When working with cloud services, keeping your credentials secure is crucial. Accidentally exposing AWS, Azure, or GCP secrets in a GitHub repository can be a serious security risk. Thankfully, there are tools to prevent this — including git-secrets, a tool designed to help prevent committing sensitive information, such as passwords and API keys, into Git repositories.
What is Git-Secrets?
Git-Secrets is a tool that scans your Git commits and detects sensitive credentials, blocking them from entering your codebase. Originally developed by AWS, the tool scans your code for patterns and secrets tied to your configurations, like AWS keys and tokens, and prevents them from being pushed to Git repositories.
However, many articles about git-secrets only focus on configuring it in local environments. Additionally, AWS’s official version of git-secrets exclusively supports AWS, which might limit its scope if you’re working with other cloud providers like GCP and Azure.
In this article, I’ll guide you through configuring an enhanced version of git-secrets that supports scanning AWS, GCP, and Azure credentials, running directly in a GitHub repository using GitHub Actions. You can run a workflow to scan the secrets whenever a pull request is created to merge the code into your default/base branch. This approach brings enhanced security to your cloud projects without needing local setup for each developer if you are working in a team.
Setting Up GitHub Actions to Secure Your Cloud Credentials
To effectively use git-secrets on GitHub, we’ll start by configuring GitHub Actions and setting repository rules to enforce credential scanning on every pull request. Here’s how to set it up
Enable GitHub Actions
- Go to your GitHub repository’s Settings.
- Under Actions, navigate to the General tab.
- In Actions permissions, select Allow all actions and reusable workflows. This permission is essential for accessing the actions needed to scan for credentials.
Enforce Pull Request
Next, set up repository rules to require a pull request before merging any changes. This creates an additional review layer and ensures the workflow is triggered.
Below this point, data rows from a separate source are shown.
PR #701, opened 2024-01-04
pam_unix updates

cgzones:
See single commit descriptions for more information.

### DIFF
--- a/modules/pam_unix/pam_unix_passwd.c
+++ b/modules/pam_unix/pam_unix_passwd.c
@@ -350,7 +350,7 @@ static int check_old_password(const char *forwho, const char *newpass)
 	if (opwfile == NULL)
 		return PAM_ABORT;
 
-	while (getline(&buf, &n, opwfile) != -1) {
+	for (; getline(&buf, &n, opwfile) != -1; pam_overwrite_n(buf, n)) {
 		if (!strncmp(buf, forwho, len) && (buf[len] == ':' ||
 			buf[len] == ',')) {
 			char *sptr;
@@ -372,6 +372,7 @@ static int check_old_password(const char *forwho, const char *newpass)
 			break;
 		}
 	}
+	pam_overwrite_n(buf, n);
 	free(buf);
 	fclose(opwfile);
 
--- a/modules/pam_unix/pam_unix_passwd.c
+++ b/modules/pam_unix/pam_unix_passwd.c
@@ -286,7 +286,7 @@ static int _unix_run_update_binary(pam_handle_t *pamh, unsigned long long ctrl, 
 	DIAG_POP_IGNORE_CAST_QUAL;
 
 	/* should not get here: exit with error */
-	D(("helper binary is not available"));
+	pam_syslog(pamh, LOG_ERR, "failed to execute %s: %m", UPDATE_HELPER);
 	_exit(PAM_AUTHINFO_UNAVAIL);
     } else if (child > 0) {
 	/* wait for child */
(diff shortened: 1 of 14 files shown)


modules/pam_unix/support.c
```diff
@@ -489,6 +489,7 @@ int _unix_getpwnam(pam_handle_t *pamh, const char *name,
 		}
 	}
 
+	_pam_drop(buf);
```
stoeckmann, line 492: Thanks!

modules/pam_unix/pam_unix_passwd.c
```diff
@@ -346,11 +346,11 @@ static int check_old_password(const char *forwho, const char *newpass)
 	size_t n = 0;
 	size_t len = strlen(forwho);
 
-	opwfile = fopen(OLD_PASSWORDS_FILE, "r");
+	opwfile = fopen(OLD_PASSWORDS_FILE, "re");
 	if (opwfile == NULL)
 		return PAM_ABORT;
 
-	while (getline(&buf, &n, opwfile) != -1) {
+	for (; getline(&buf, &n, opwfile) != -1; pam_overwrite_n(buf, n)) {
```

- In your repository’s Settings, go to Branches and select Add branch protection rule.
- Choose the main branch or your default branch, then set the rule to require a pull request before merging. Consider enabling options like requiring code review approvals as well.
To enforce the branch rule(s) you would need to use a work account. If you are using a personal account, validation checks will not block you from merging the code even if they fail but you would still see if the validation checks passed or not.
Create a GitHub Workflow
Finally, create a workflow file that will run git-secrets checks automatically on each pull request, scanning for any sensitive cloud credentials.
- Go to the Actions tab of your repository and click on New Workflow button.
- Click on set up a workflow yourself.
Paste the following workflow and commit your workflow in any of our branches.
name: Check for Secrets
on:
pull_request:
branches:
- main # Make sure this matches the branch you are merging into
jobs:
secrets-scan:
name: Scan for Secrets
runs-on: ubuntu-latest
steps:
- name: Checkout the code
uses: actions/checkout@v3
- name: Install git-secrets
run: |
git clone https://github.com/msalemcode/git-secrets.git
cd git-secrets && sudo make install
- name: Set PATH for git-secrets
run: |
echo "${{ github.workspace }}" >> $GITHUB_PATH # Add the cloned directory to PATH
- name: Configure git-secrets
working-directory: ${{ github.workspace }}
run: |
git secrets --install . # set up git secrets into the specific repository
git secrets --register-aws # set up regex patterns for AWS secrets
git secrets --register-azure # set up regex patterns for Azure secrets
git secrets --register-gcp # set up regex patterns for GCP secrets
- name: Run git-secrets to scan for sensitive data
run: git secrets --scan --recursive # scan the whole repository
Run the Workflow
Now that your workflow is all setup, just create a pull request to merge into your main or default branch and it will automatically run the workflow you created.
If the workflow finds any sensitive information from the code being merged, the validation will fail giving you an error similar to the following validation failure.
Conclusion
By implementing this GitHub Actions workflow, you strengthen your repository’s security by preventing the accidental commit of sensitive credentials. Instead of requiring each developer to configure git-secrets locally, this centralized approach automates credential scanning at the repository level. This ensures consistency, streamlines onboarding, and enforces best practices across the team, significantly reducing the risk of exposing AWS, Azure, or GCP credentials in your codebase.